1. A seismic signal processing method, comprising:

obtaining an offset of a reflected seismic signal at a sampling point and the corresponding reflected wave arrival time;

constructing a non-hyperbolic dynamic correction formula based on Pade approximation according to the offset of the reflected seismic signal at the sampling point and the corresponding reflected wave arrival time;

extracting a vertical propagation velocity and anisotropy parameters of the reflected seismic signal according to the non-hyperbolic dynamic correction formula constructed based on Pade approximation.

2. The seismic signal processing method according to claim 1, wherein constructing the non-hyperbolic dynamic correction formula based on Pade approximation, according to the offset of the reflected seismic signal at the sampling point and the corresponding reflected wave arrival time comprises:

performing normalization process for the obtained offset of the reflected seismic signal at the sampling point and the reflected wave arrival time;

constructing a Pade approximation formula of the corresponding relation based on the normalized offset and normalized reflected wave arrival time.

3. The seismic signal processing method according to claim 2, wherein the Pade approximation formula of the corresponding relation based on the normalized offset and normalized reflected wave arrival time comprises:

${\tau }_{\mathrm{nn}}^2\left(x\right)=R_{\mathrm{nn}}\left(x\right)=\frac{\sum _{k=0}^nP_kx^{2k}}{\sum _{k=0}^nQ_kx^{2k}},$

wherein x represents the normalized offset, τ(x) represents the normalized reflected wave arrival time, n represents the order of the Pade approximation formula, and P_k and Q_k represent k-th undetermined coefficients.

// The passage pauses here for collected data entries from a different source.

PR #724, opened 2021-04-26
Upgrade to 5.4.31.Final and fix compatibility with ORM 5.5

### LINKED ISSUE #646: Re-enable workflow for 5.5 ORM SNAPSHOT
I've currently disabled the workflow for 5.5 as it was causing too many errors and I don't think it's fixable without
reverting a change in ORM 5.5 or a new release of ORM 5.4.

After talking to @Sanne about this, I'm not even sure if we need to continue tracking it.
I've created this issue as a reminder and in case somebody has a simple solution for making it works.

DavideD:
This is a draft because we need to upgrade to the next ORM 5.4 release before we can merge it.

Fixes #646

### DIFF
--- a/.github/workflows/tracking-orm-5.build.yml
+++ b/.github/workflows/tracking-orm-5.build.yml
@@ -22,7 +22,7 @@ jobs:
     strategy:
       matrix:
         example: [ 'session-example', 'native-sql-example' ]
-        orm-version: ['[5.4,5.5)']
+        orm-version: [ '[5.4,5.5)','[5.5,5.6)' ]
         db: ['MySQL', 'PostgreSQL']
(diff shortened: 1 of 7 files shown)


gavinking:
This is cleaner anyway.

Sanne:
force-pushed to trigger the CI jobs again

Sanne:
Looks like we have some timeouts on DB2

DavideD:
Yeah, I'm checking if I can find some workaround :-/

DavideD:
@Sanne it seems to work now

DavideD:
Merged https://github.com/hibernate/hibernate-reactive/pull/724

4. The seismic signal processing method according to claim 1, wherein extracting a vertical propagation velocity and anisotropy parameters of the reflected seismic signal according to the non-hyperbolic dynamic correction formula constructed based on Pade approximation comprises:

obtaining the normalized reflected wave arrival time τ(x) through the non-hyperbolic dynamic correction formula constructed based on Pade approximation;

calculating the actual offset of the seismic signal and the corresponding reflected wave arrival time by using the normalized offset x's definition x=X/t₀υ_nmo and the normalized reflected wave arrival time τ(x)'s definition τ(x)=t(X)/t₀;

obtaining the corresponding vertical propagation velocity and anisotropy parameters of the seismic signal according to the calculated actual offset of the seismic signal and the corresponding reflected wave arrival time.

5. The seismic signal processing method according to claim 1, wherein when the seismic signal contains seismic signals from multiple geological layers, the method further comprises:

performing a layer stripping process for the seismic signal in the analysis of multi-layer anisotropic velocities.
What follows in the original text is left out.